Hi
I'm having an awful time rigging a new 10m cammed race sail for the first time. This is my first cam sail. It's on a matching 550 mast but I can't get the cams nearest the boom to stay on the mast. I have experimented with a variety of downhaul/outhaul tensions but the cams pop off the mast. The mast is made by the same manufacturer as the sail and they only make SDM masts for that size sail so it can't be that the cams are for a skinny mast. I feel like I have the downhaul correct because the triple pulleys on the sail are lined up with the mast length numbers on the extension. However, at this tension, the mast has not bent sufficiently to fill the leading edge of the luff pocket. Should the downhaul tension cause this to happen? I'm using a screw driver and my foot on the end of the mast extension to apply tension. Is this enough? Everything I read says I need more tension. How do you know when you've got this right? Any help would be most welcome. I've spent a couple of frustrating hours on this now and have so far have only managed to get blood stains from my hands on my sails.
Cheers, Hoadles
I suspect that your extension starts at 4cm or something like many do and you are not getting pulley to pulley contact so you are 4 - 8cm too short on the downhaul...?

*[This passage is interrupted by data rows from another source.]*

PR #1137, opened 2017-10-05
WIP: errorbars behind markers (fix  #1106)

### LINKED ISSUE #1106: Error bars are on top of points

daschw:
cf #1106 
errorbar

### DIFF
--- a/src/pipeline.jl
+++ b/src/pipeline.jl
@@ -100,14 +100,14 @@ function _process_userrecipe(plt::Plot, kw_list::Vector{KW}, recipedata::RecipeD
     plt.n += 1
     kw[:series_plotindex] = plt.n
 
-    if get(kw, :seriestype, :path) == :bar
-        # errorbar in front of bars
-        push!(kw_list, kw)
-        _add_errorbar_kw(kw_list, kw)
-    else
+    if get(kw, :markershape, :none) != :none || get(kw, :seriestype, :path) in (:scatter, :scatterhist)
         # errorbar behind markers and lines etc.
         _add_errorbar_kw(kw_list, kw)
         push!(kw_list, kw)
+    else
+        # errorbar in front of bars
+        push!(kw_list, kw)
+        _add_errorbar_kw(kw_list, kw)
     end
     _add_smooth_kw(kw_list, kw)
     return
--- a/src/pipeline.jl
+++ b/src/pipeline.jl
@@ -100,8 +100,8 @@ function _process_userrecipe(plt::Plot, kw_list::Vector{KW}, recipedata::RecipeD
     plt.n += 1
     kw[:series_plotindex] = plt.n
 
-    push!(kw_list, kw)
     _add_errorbar_kw(kw_list, kw)
+    push!(kw_list, kw)
     _add_smooth_kw(kw_list, kw)
     return
 end
--- a/src/pipeline.jl
+++ b/src/pipeline.jl
@@ -100,8 +100,15 @@ function _process_userrecipe(plt::Plot, kw_list::Vector{KW}, recipedata::RecipeD
     plt.n += 1
     kw[:series_plotindex] = plt.n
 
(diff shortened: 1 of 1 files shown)


mkborregaard:
Could you try a bar plot with that? With bars the errors should go in front.

mkborregaard:
I seem to remember there's some thing with bars and errors in the first place.

daschw:
Nice catch!

daschw:
```julia
bar(rand(10), yerror = abs.(randn(10)./4), ms = 6)
```
now produces
errorbar-bar
However with
```julia
plot(rand(10, 2), yerror = abs.(randn(10)./4), ms = 6, st = [:scatter :bar], layout = 2)
```
we still get
errorbar-both

src/pipeline.jl
```diff
@@ -100,8 +100,15 @@ function _process_userrecipe(plt::Plot, kw_list::Vector{KW}, recipedata::RecipeD
     plt.n += 1
     kw[:series_plotindex] = plt.n
 
-    push!(kw_list, kw)
-    _add_errorbar_kw(kw_list, kw)
+    if get(kw, :seriestype, :path) == :bar
```
mkborregaard: Possibly better to check if there are markers? Compare scatterhist and histogram, which both can have errorbars after @oschulz pr.

daschw: Can you show me a sensible use case of histograms with errorbars? `histogram(randn(100), yerror = 3)` does not seem to work.

mkborregaard: That's @oschulz ' domain, apparently they are commonly used in particle physics

daschw: OK, I was just curious, because I wanted to try out histogram and scatterhist examples with errorbars in order to find the right condition, but I could not find out how to do this with plots.

mkborregaard: If you can't do this intuitively, there's something wrong with the implementation. There's an example here https://github.com/JuliaPlots/Plots.jl/pull/787#issue-225267081.

daschw: The command for the "scatterhist" with errorbars there is just
```julia
plot(
    h2_norm_pdf,
    yerror = h2_err_norm,
    seriestype = :scatter,
    # xerror = 0.2,
    yscale = :log10,
)
```
So no histogram / scatterhist. To make this work intuitively for histograms too, we would probably need some special casing in the errorbar recipe.

mkborregaard: OK. It might still be nice to have a comment from @oschulz ?

mkborregaard:
Sorry for being a pain on this one (and I suggested testing for markers), but this doesn't work with recipes specifying scatter as a seriestype. Checking out your branch:
```
@recipe function f(::Type{Val{:test}}, x, y, z)
    seriestype := :scatter
    x,y
end
plot(1:10, randn(10), yerr = randn(10)/10, st = :test)
```
skaermbillede 2017-10-09 kl 09 40 30
Of course I might suggest solutions rather than pointing out problems :-p

oschulz:
Neat

daschw:
Changing the order was just my first try. Apparently it's not that straightforward.
Maybe we need to think a little more about this and update the errorbar recipe ...

daschw:
`plot(rand(10, 2), yerror = abs.(randn(10)./4), ms = 6, st = [:scatter :bar], layout = 2)` is not what we want to have either:
errorbar-subplots

src/pipeline.jl
oschulz: > @daschw: Can you show me a sensible use case of histograms with errorbars

Error bars are quite frequently uses with histograms to show statistical error estimates. If the error information is important, scatterhists with error bars are very popular in some fields (e.g. particle physics).

oschulz:
From what I understand, the problem is to get the error-bars in front for bar-plots, but in the back for scatter-plots?

mkborregaard:
just so - or in the back for scatter, in front for everything else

Pretty sure you don't have enough downhaul. And you even said that you have tried with different outhaul settings aswell, so it must be not enough downhaul.
Couple of observations from my experience:
If the top cam is also refusing to latch on to the mast, then it is most certainly insufficient downhaul. In my sails, minimual downhaul gets the bottom cam on. A bit more downhaul and the second cam up will stick. More DH again and the third cam will stay and so forth. Pretty much the reverse when de-rigging - my cams all pop off the mast in sequence top to bottom as downhaul is let off. You only advised about the two cams near the boom, but if the bottom cam is staying on, then downhaul is your answer.
You would need everything going in your favour to downhaul a 10m sail by hand (formuline rope, nice big smooth pulleys on sail and mast base, sound technique and big muscles). A winch makes things soooo much easier and safer. I must post a picture of my beastie downhaul winch - like nothing you've ever seen before!
I run most of my mast bases at 4-6cm of additional extension over what the nominal figure is (eg for a 470cm luff on a 460 mast, I'll be running that base at 14 or 16 cm, not the 10 cm that the strict mathematics would dictate). Not sure why this is the case but it's reasonably consistent across all my sails including the ones where there are manufacturer markings on the sail to indicate when sufficient downhaul is set.
Good luck. Eckas
Do you realise that for cammed sails it is best to apply half the downhaul, then lots of out haul. Then pop the cams on and after the cams are on downhaul the rest of the way?
for downhaul - you can put a loop on a wood piece like in the photo to start
i did not see sail brand and model discussed
thought most 10-ohs rigged on 520s ??
for loop - it is at about 1:19
Try sliding the mast into the luff pocket but not in the cams first. Downhaul the sail. Put the boom on at recommended lenght. Release the downhaul. Push downward force on the batten which relates to the cam you are fitting, (This will push the cam downward and make it easy to lock onto the mast.) Repeat for each cam. Then complete the downhaul. Again..... Not with a screw driver!!!!! Use your harness hook or a rig winch. Also would be good to know what brand/ modle sail as some brands have their different querks when it comes to rigging.
Never use anything sharp to downhaul with. If the rope snaps you'll stick yourself. Nobody looks good with a screwdriver sticking into them.